Have media education and media literacy reached an impasse? Media literacy scholars and educators are beginning to raise issues of relevance of 'old-style' media studies in the context of new times and new media. Media literacy is formalised as part of the Australian National Literacy Framework, yet it remains largely marginalised as an elective in the senior school syllabus. In contrast, computer education - or computer literacy - has been embraced by governments, educators and parents with blind and cheery optimism. I argue here that media studies, cultural studies, computer and technology studies can no longer be taught independently of each other. The fervour with which computer education has been embraced, and the relatively modest incursions media and cultural studies have made into mainstream curriculum, suggest that blending media-cultural studies with information and communication technology (ICT) studies can inject new life into both fields of study. Largely bereft of a critical orientation, computer literacy education can benefit from the theoretical and critically analytic orientation of media-cultural studies which, in turn, can be 'mainstreamed' through broader exposure typical of computer education in schools today. Media studies must contend with new information technologies, and computer education needs the critical analytic tools and cultural framing approach typical of media studies.

Lynne Ciochetto: Outdoor advertising and social change in contemporary Russia
This study investigates contemporary advertising and social change in the context of the breakdown of state socialism and the expansion of capitalism in contemporary Russia. The focus is on what outdoor advertising communicates about the expansion of capitalism in the emerging capitalist economy in Russia in the 1990s, including recent changes in the Russian economy as it has embraced international capitalism, and also the overall standard of living of the Russian consumer.
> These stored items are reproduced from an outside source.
PR #1489, opened 2026-06-15
Backfill esp32 board variants so every board can be created

### LINKED ISSUE #1486: Shelly 1 Gen 4 board can't be created
Image

bdraco:

The Shelly 1 Gen4 board (and 15 other esp32 boards) could not be created. Their catalog entries carried only a PlatformIO `board:` id with no `variant:`, and the device-YAML generator emits `variant:` for esp32 but never `board:`, so the generated `esp32:` block had neither key; ESPHome rejects that (the esp32 schema needs at least one of board or variant) and create failed. The missing variant also made the board picker tag these as bare ESP32 instead of their real sub variant (ESP32-C6, etc.).

The variant is fully derivable from the PlatformIO board id, so `sync_boards.py` now backfills it from ESPHome's `BOARDS` table for any esp32 board missing it; the catalog is regenerated, which fixes both creation and the picker classification. The 16 affected board bodies plus the index pick up their variant.

Tests: a fast check that every board generates a platform block create accepts, and a slow `tests/e2e/slow/boards` sweep that runs real ESPHome validation on every board, each in its own forked worker since ESPHome accumulates module global state across validations that `CORE.reset()` cannot fully clear.

- fixes https://github.com/esphome/device-builder/issues/1486

## Types of changes

## Frontend coordination

## Checklist


esphbot (approved):
No blocking issues found.

PR #1495, opened 2026-06-16
Track latest beta esphome schema in the catalog syncs

bdraco:

New chip variants from an esphome beta did not show up in the dashboard, because the component catalog is built from the stable schema release; the nightly sync pinned the version to the installed stable esphome. This makes the nightly sync resolve the latest schema release including prereleases, then install that exact esphome so the live introspection lines up with the beta schema. The device-catalog sync now introspects against the latest prerelease too, and both jobs install with uv to match the rest of CI.

The schema repo already publishes a release per beta (b1/b2/b3 all exist and the bundles serve fine), and the latest one already carries the new variants; for example the `2026.6.0b3` `esp32` schema lists `ESP32H4`, `ESP32H21`, `ESP32S31` in its `variant` enum. We just were not consuming it; the dashboard was pinned to stable `2026.5.3`, whose variant set tops out earlier, which is why those chips did not show up. So this is the complete device-builder side fix; once the sync targets the latest beta, those variants flow into `esp32.json` automatically.

This PR only changes which schema the sync targets; it does not regenerate the catalog. The nightly job (or a manual workflow_dispatch with an empty version) opens that catalog PR separately once this lands.

The `include_prereleases` dispatch input is gone since beta tracking is the default now; a stable build is still reachable on manual dispatch by pinning an explicit `version`. The align step installs the exact resolved esphome and fails hard if that wheel is not on PyPI yet, so a schema/PyPI skew retries the next run rather than proposing a catalog built with mismatched introspection.

- N/A

## Types of changes

## Frontend coordination

## Checklist


esphbot (approved):
No blocking issues found.

bdraco:
Thanks for the review. Addressed in 38cae42:

**🟡 Align step fails if the beta esphome isn't on PyPI yet** — kept as a hard fail on purpose. Introspecting a beta schema with a stale esphome would regress the catalog (`introspect_component` quietly degrades to empty multi_conf/platform_defaults/refined_types for components the installed esphome can't load), and we don't want a degraded catalog proposed for merge. A red nightly that retries the next day is the better failure mode; added a comment saying so. The skew window is small in practice; for a recent beta the schema tag and the PyPI version match exactly (`esphome==2026.6.0b3` resolves cleanly).

**🟢 Unauthenticated GitHub API in the resolve step** — `_http_get` now attaches `Authorization: Bearer $GITHUB_TOKEN` when the env var is set, scoped to `api.github.com` only so the token is never sent to the schema CDN download. The resolve step passes `secrets.GITHUB_TOKEN`, lifting it off the 60 req/hr cap.

**🟢 Dropped `include_prereleases` dispatch input** — intended; beta tracking is the default now. A stable build is still reachable on manual dispatch by pinning an explicit `version`. Noted in the PR description.

PR #1496, opened 2026-06-16
Tag WiFi-capable RP2040 boards so the picker shows a WiFi chip

bdraco:

Most RP2040 boards have no WiFi; only a few (Pico W, Pico 2 W, and the Pimoroni/SparkFun/Waveshare W variants) do, but the board picker card showed only the `RP2040` platform pill, so users didn't know which board to pick for a WiFi build.

This adds a `WiFi` board tag and injects it in `_augment_rp2040_boards` from esphome's own per-board `wifi` flag, so the 10 WiFi-capable RP2040 boards get a WiFi chip on their card; esp32/esp8266/libretiny are universally WiFi, so they don't get the chip (it would be noise). The flag is the same data behind the wizard's wifi inference, so the chip and the generated config can't disagree.

- N/A

## Types of changes

## Frontend coordination

- [x] Companion frontend PR: esphome/device-builder-frontend#860

## Checklist


bdraco:
We still have a bug where the boards aren't appearing unless I search but its outside of scope here

PR #1499, opened 2026-06-16
Distinguish RP2040 and RP2350 by chip in the board catalog

bdraco:

ESPHome lumps RP2040 and RP2350 under one `rp2040` platform, so the board catalog had no way to tell the two chips apart; the picker showed a single combined filter and badged every board "RP2040". We should have modeled this like ESP32, which carries its chip variant on each board; this adds the equivalent for rp2040.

Christina Slade: Global media generation memories: Australia and Mexico
This paper compares Australian and Mexican focus groups discussing the media memories of their youth. It forms part of the Global Media Generations 2000 project, in which cohorts of three generations have been interviewed in 12 countries. The first radio, television and internet generations were asked about the media environment of their youth, about the major local and international events they recalled, and finally about a number of significant international events. This paper uses the results of two countries to argue for a version of media relativism: that the way events are remembered is in part determined by the media available.

Lorna Kaino: The 'problem of culture': A case study of some arts industries in the south west region of Western Australia
This paper presents a case study of three glass art studios situated in the southwest of Western Australia. The study is designed to provide a model for a larger study of the arts industries that will contribute to a strategic analysis of cultural policies for arts industry development. Its purpose is to offer insights into why arts policy frameworks and arts development strategies in southwest of Western Australia appear to have had limited outcomes consistent with their arts industry objectives. It proposes that one of the reasons - difficult to formalise in policy documents but a persistent theme in informal discussions I have had with arts practitioners all over the southwest region - is a conceptual problem related to instrumentalities charged with the responsibility of implementing arts policy and development. I propose that this is a 'problem of culture'. I explore this proposition in relation to cultural policy planning and development at the regional level within a wider framework at the state and federal levels in Australia and internationally.